Our earlier study depicted that S. pinnata bark extract can alter specific parameters associated with etoposide induced damage in the peak stage of mucositis [5]. The study shows that S. pinnata bark extract contains large amounts of flavonoids and phenolic compounds, exhibits high antioxidant and free radical scavenging activities. It also chelates iron and has reducing power. These antioxidant properties may have had an impact on levels of damaging reactive oxygen species which are generated in the first stage of mucositis [37]. The S. pinnata induced effects appear to be dose dependent. This proof-of-concept study represents the first report of decreased intestinal inflammation following oral administration of S. pinnata extract.

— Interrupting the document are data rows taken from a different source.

PR #3746, opened 2026-08-19
chore(refactor): move names checks to camel-uri-helper

### LINKED ISSUE #3693: Review CamelUriHelper.getComponentAndKameletName to include kamelet component on the computation

As a part of ICamelElementLookupResult deprecation process, it was flagged the need to include the Kamelet component case to check the component name in the CamelUriHelper. This new issue is to investigate if that is possible and which will be its implications. If behaviour is maintained, a PR will be raised

PVinaches:
### Summary
Refactors component and kamelet name resolution logic by consolidating it into `CamelUriHelper.getComponentAndKameletName()` rather than keeping it in a private method on `BaseNodeMapper`.

### Changes

- **`base-node-mapper.ts`**: Removes the private `getComponentAndKameletNames()` method and inlines the logic directly using `CamelUriHelper.getComponentAndKameletName()`. Simplifies the extraction to only proceed when a `primaryNodeId` is a URI processor and a URI string is present.

- **`camel-uri-helper.ts`**: Adds an early return in `getComponentAndKameletName()` when both `componentName` and `kameletName` are `'kamelet'` (i.e. `kamelet:kamelet`), returning just `{ componentName }` to avoid treating this as a valid kamelet reference.

- **`step-xml-serializer.ts`**: Adds a guard to skip kamelet URI resolution when the URI is `kamelet:kamelet`, preventing an unnecessary catalog lookup for this edge case.

fix: https://github.com/KaotoIO/kaoto/issues/3693

## Summary by CodeRabbit

* **Bug Fixes**
  * Improved component and Kamelet name resolution for URI-based processors.
  * Correctly recognizes valid component names when URIs do not include a separator.
  * Prevents incorrect fallback names from being derived from URI schemes.

### DIFF
--- a/packages/ui/src/models/visualization/flows/nodes/mappers/base-node-mapper.ts
+++ b/packages/ui/src/models/visualization/flows/nodes/mappers/base-node-mapper.ts
@@ -22,11 +22,19 @@ export class BaseNodeMapper implements INodeMapper {
     componentLookup: IVisualizationNodeIds,
     entityDefinition: unknown,
   ): Promise<IVisualizationNode> {
-    const { componentName, kameletName } = this.getComponentAndKameletNames(
-      componentLookup.primaryNodeId,
-      entityDefinition,
-      path,
-    );
+    let componentName = undefined;
+    let kameletName = undefined;
+    if (componentLookup.primaryNodeId && URI_PROCESSORS.has(componentLookup.primaryNodeId.name)) {
+      const definition = safeGetValue(entityDefinition, path);
+      const uri = CamelUriHelper.getUriString(definition);
+      if (uri) {
+        const names = CamelUriHelper.getComponentAndKameletName(uri);
+        componentName = names.componentName;
+        if ('kameletName' in names) {
+          kameletName = names.kameletName;
+        }
+      }
+    }
 
     const { name, primaryNodeId, secondaryNodeId, tertiaryNodeId } = this.getCatalogAndNodeIds(
       componentLookup.primaryNodeId?.name,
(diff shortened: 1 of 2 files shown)


packages/ui/src/serializers/xml/serializers/step-xml-serializer.ts
```diff
@@ -227,6 +227,7 @@ export class StepXmlSerializer {
     if (names.componentName === undefined) return uri;
 
     if ('kameletName' in names) {
+      if (names.componentName === 'kamelet' && names.kameletName === 'kamelet') return uri;
```
lordrip: I don't understand, if the `componentName is `kamelet`, shouldn't the `kameletName` be something else that it is not `kamelet`?

packages/ui/src/utils/camel-uri-helper.ts
```diff
@@ -275,13 +275,17 @@ export class CamelUriHelper {
       return { componentName };
     }
 
+    const kameletSegment = trimmedUri.slice(separatorIndex + 1);
+    const kameletName = kameletSegment.split('?')[0];
+
+    if (componentName === 'kamelet' && kameletName === 'kamelet') {
```
lordrip: Here as well 🤔

packages/ui/src/serializers/xml/serializers/step-xml-serializer.ts
PVinaches: This comes from the check in camel-uri-helper. I am adding the explanation in the next question.

packages/ui/src/utils/camel-uri-helper.ts
PVinaches: This only happens for the case of the component 'kamelet'. When deriving the kameletName if the kamelet component is used but still doesn't have any information, it is filled with 'kamelet'. This is the only I found to tackle this case. Without this check, the component doesn't fill properly the name nor the form in yaml routes (going through the mappers). But when doing this for xml, componentName needs to be returned as undefined so I needed also to handle this edge case there.

packages/ui/src/serializers/xml/serializers/step-xml-serializer.ts
PVinaches: deleted

packages/ui/src/utils/camel-uri-helper.ts
PVinaches: update: deleted that line and updated the check

packages/ui/src/models/visualization/flows/nodes/mappers/base-node-mapper.ts
```diff
@@ -22,11 +22,19 @@ export class BaseNodeMapper implements INodeMapper {
...
+    let kameletName = undefined;
+    if (componentLookup.primaryNodeId && URI_PROCESSORS.has(componentLookup.primaryNodeId.name)) {
+      const definition = safeGetValue(entityDefinition, path);
+      const uri = CamelUriHelper.getUriString(definition);
+      if (uri) {
+        const names = CamelUriHelper.getComponentAndKameletName(uri);
+        componentName = names.componentName;
+        if ('kameletName' in names) {
+          kameletName = names.kameletName;
+        }
```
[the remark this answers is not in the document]
PVinaches: The only options to return undefined is if the uri is not a string or is ' ', if the component name or the kamelet names are invalid. In those cases we don't want the uri fallback as it was already analysed and resulted in those situations.

lordrip (approved):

Recent experimental studies [37] on mucositis have reported an elevation in IL-1B in rats exposed to chemo and radio therapy from epithelial cells inducing mucosal barrier rupture and resolution of mucositis could result by endogenous mechanism that antagonizes IL-1B activity. Pre-treatment with antiIL-1B may help to prevent the mucosal barrier loss and thus can preserve tight junctions. This could be a mechanism underlying the healing /preventive action of theS.pinnata bark extract against mucositis observed in the present study. In conclusion, S. pinnata extract was able to decrease histological severity scores, inflammation in the small intestine and alter the mucosal architecture following chemotherapy. The promising results from the present study of S. pinnata bark extract as a pharmacological agent to promote healing of the damaged intestine following chemotherapy, indicates a need for further investigation to show that it does not interfere with the efficacy of chemotherapy.